もしもブランまで捕まってしまったら・・・。


そして、変化魔法が切れてタヌキに戻る姿を見られてしまったら・・・。


とんでもないことになってしまう!


『ミアンは我らの仲間。元気で無事に帰ってこい』


そう言ってくれたおタヌキ王や、タヌキたちの笑顔が浮かんだ。


タヌキの秘密がバレたら、世界中を巻き込む大騒動になってしまう。


狩られるどころの話じゃすまない。

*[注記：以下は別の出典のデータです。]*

PR #408, opened 2020-11-22
Implements running from parent directory #298

### LINKED ISSUE #289: Search for Taskfiles in parent directories
Is it possible to run Task commands from child directories without specifying a path to the Taskfile explicitly (`task -t ../.././Taskfile.yml`)?

### LINKED ISSUE #395: Why is `go get` not supported?
Hello, first let me say I really like Task and hope to contribute to it and get more adoption of it in my OSS projects (and in my work @sourcegraph where possible.)

One aspect that confuses me a bit is that the installation docs explicitly mention it cannot be installed via `go get`:

> Task requires Go Modules and doesn’t officially support installing via go get anymore.

From what I can tell, nothing about Task prevents `go get` from working and in fact `go get -u github.com/go-task/task/cmd/task` works perfectly fine today - so long as you are running a recent Go version with module support (which I imagine most are at this point.)

I totally understand the binary options being suggested by default, but it's weird to say it doesn't officially support `go get` because it makes me (and I imagine others) think that:

- Task has some very complex build process that doesn't work with `go get`
- Task has some non-idiomatic Go code
- Task requires CGO dependencies that can't be built with `go get`

It seems i haven't been the first with this thought before, as well: https://github.com/go-task/task/issues/250#issuecomment-692723563

My suggestion is to do one of the following:

1. Declare that `go get -u github.com/go-task/task/cmd/task` works - because it does and this is often the preferred installation method of many Gophers.
2. OR at least don't declare that it isn't supported, because this makes me think it doesn't work and gives me a more negative view of Task which does it a disservice. It's a really great tool and I want to see it adopted more :)

enc:
Uses the absolute path to make sure we can move up.

It's not smart yet, but it works.

so it could fix #289

Also resolves #395 since it was so simple to change.

### DIFF
--- a/docs/installation.md
+++ b/docs/installation.md
@@ -108,7 +108,12 @@ This installation method is community owned.
 First, make sure you have [Go][go] properly installed and setup.
 
 Task requires [Go Modules](https://github.com/golang/go/wiki/Modules) and
-doesn't officially support installing via `go get` anymore.
+can be installed got `go get` given that you have a recent version of [Go][go].
+
+```bash
+go get -u github.com/go-task/task/cmd/task
+```
+
 
 Installing in another directory:
 
--- a/taskfile/read/taskfile.go
+++ b/taskfile/read/taskfile.go
@@ -6,6 +6,7 @@ import (
 	"os"
 	"path/filepath"
 	"runtime"
+	"strings"
 
 	"github.com/go-task/task/v3/internal/templater"
 	"github.com/go-task/task/v3/taskfile"
@@ -23,9 +24,12 @@ var (
 
 // Taskfile reads a Taskfile for a given directory
 func Taskfile(dir string, entrypoint string) (*taskfile.Taskfile, error) {
-	path := filepath.Join(dir, entrypoint)
-	if _, err := os.Stat(path); err != nil {
-		return nil, fmt.Errorf(`task: No Taskfile found on "%s". Use "task --init" to create a new one`, path)
+	// we need the full path to iterate
+	dir, _ = filepath.Abs(dir)
+
+	path, err := findPath(dir, entrypoint)
+	if err != nil {
+		return nil, err
 	}
 	t, err := readTaskfile(path)
 	if err != nil {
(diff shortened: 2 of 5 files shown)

どんな恐ろしい目にあわされるか想像もつかない。


もう下賜がどうこうなんてレベルの問題じゃない!


「彼は、関係ありません!」


あたしは涙の残る目で睨むように叫んだ。


そしてまたゲホゲホむせて、呼吸困難になる。


それでも懸命に叫び続けた。


「彼は・・・関係・・・ありま・・・!」


ノドを痛めたせいか、声が出ない。


何度も必死に首を横に振り、あたしは王子に訴える。


関係ない! ブランは関係ない!


だから・・・ブランに手を出さないで!


泣きながら無言で首を振り続けるあたしの姿を、王子は見下ろしている。


やがてスッと屈みこみ、あたしの耳に唇を寄せてささやいた。


「そんなに、あの男を守りたいか?」


あたしは、今度は思い切り首をたてに振った。